» **Task instructions**
From the listing below, reproduce word for word the part that opens with the line containing "I love this" and closes with the line containing "xtermjs is integrated/being"; reproduce nothing else.
########################################
PR #1585, opened 2023-07-07
WIP: Next repl

JeffersGlass:
## Description

Adds a py-repl tag which acts like the interactive REPL, based on xterm.js. As mentioned [here](https://github.com/pyscript/pyscript/discussions/1569#discussioncomment-6385789). This is NOT what is known as a "py-repl" in currently release PyScript, which I understand is becoming a py-notebook with py-cells.

Very much a work in progress, but essentially functional. There is something weird going on with namespacing - module imports don't throw an error, but neither do the imported names show up in the global/local namespace.

The Python source is currently being slurped into JS by manually running the included Python script (see tests/plugins/repl/readme.md). This should become a build step or something more sane.

## Changes

_Will write this section when the PR is further along._

## Checklist


WebReflection:
I love this *and* it should be based on latest next which is brought up in here https://github.com/pyscript/pyscript/pull/1584

Once that get merged, and you base, we can talk about all the things we (I?) need to fix to make it work, but having a repl that is based on Xterm is awesome (as long as that's lazy loaded and not directly integrater in py-script as custom type, but I haven't checked the code yet, as the MR states it's based on old *next*)

JeffersGlass:
Thanks @WebReflection! This is basically a very stripped down version of my earlier [Emshell](https://jeff.glass/post/xterm/) project with just the interpreter, so not too hard to put together into PyScript.

xtermjs is integrated/being loaded from `node_moduels` instead of being lazy loaded 😅, but that's a relatively simple change, like we went through for the previous xterm integration into PyTerminal. 

One question - I think it makes sense, at least for the immediate future [as discussed here](https://github.com/pyscript/pyscript/discussions/1569#discussioncomment-6385789), for all the repls to use the same `sharedPyodide` instance as py-script tags would? It seems like the immediate migration plan is "one python interpreter at a time" like "classic pyscript" is - have I got that right? And then we can work on making it a more general-purpose drop-in shell/REPL for any runtime, multiple interpreters, etc?

WebReflection:
> It seems like the immediate migration plan is "one python interpreter at a time" like "classic pyscript" is - have I got that right?

the goal is to have feature parity with "classic pyscript" so this is a priority, yes.

> And then we can work on making it a more general-purpose drop-in shell/REPL for any runtime, multiple interpreters, etc?

if we can make the *repl* idea/module/custom thing flexible enough to work via Xterm (as that's interpreter agnostic already) on multiple runtimes I'd be extremely happy, but that's not the immediate "feature parity goal" although I believe a super welcome idea forward.

WebReflection:
@JeffersGlass there's a PR for that, but I need to rebase it and change tests and add more, but it's still fully playwright (properly instrumented) based https://github.com/pyscript/pyscript/pull/1576

JeffersGlass:
Thanks @WebReflection! Have a great (and well earned) vacation!

WebReflection:
as this landed https://github.com/pyscript/pyscript/pull/1816 maybe this can be closed ? 🤔

JeffersGlass:
Agreed and excited that the repl/terminal landed!

PR #1588, opened 2023-07-10
[next] Use the very same source for all Python interpreters

WebReflection:
## Description

I've messed up with the integration test and this one makes it sure both pyodide and micropython use the exact same file to orchestrate events around (when triggered).

## Changes

  * remove the inline scripts to orchestrate the same logic
  * test everything is actually good on both interpreters

## Checklist


ntoll (approved):
LGTM :shipit:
########################################
» **Completed task**
I love this *and* it should be based on latest next which is brought up in here https://github.com/pyscript/pyscript/pull/1584

Once that get merged, and you base, we can talk about all the things we (I?) need to fix to make it work, but having a repl that is based on Xterm is awesome (as long as that's lazy loaded and not directly integrater in py-script as custom type, but I haven't checked the code yet, as the MR states it's based on old *next*)

JeffersGlass:
Thanks @WebReflection! This is basically a very stripped down version of my earlier [Emshell](https://jeff.glass/post/xterm/) project with just the interpreter, so not too hard to put together into PyScript.

xtermjs is integrated/being loaded from `node_moduels` instead of being lazy loaded 😅, but that's a relatively simple change, like we went through for the previous xterm integration into PyTerminal. 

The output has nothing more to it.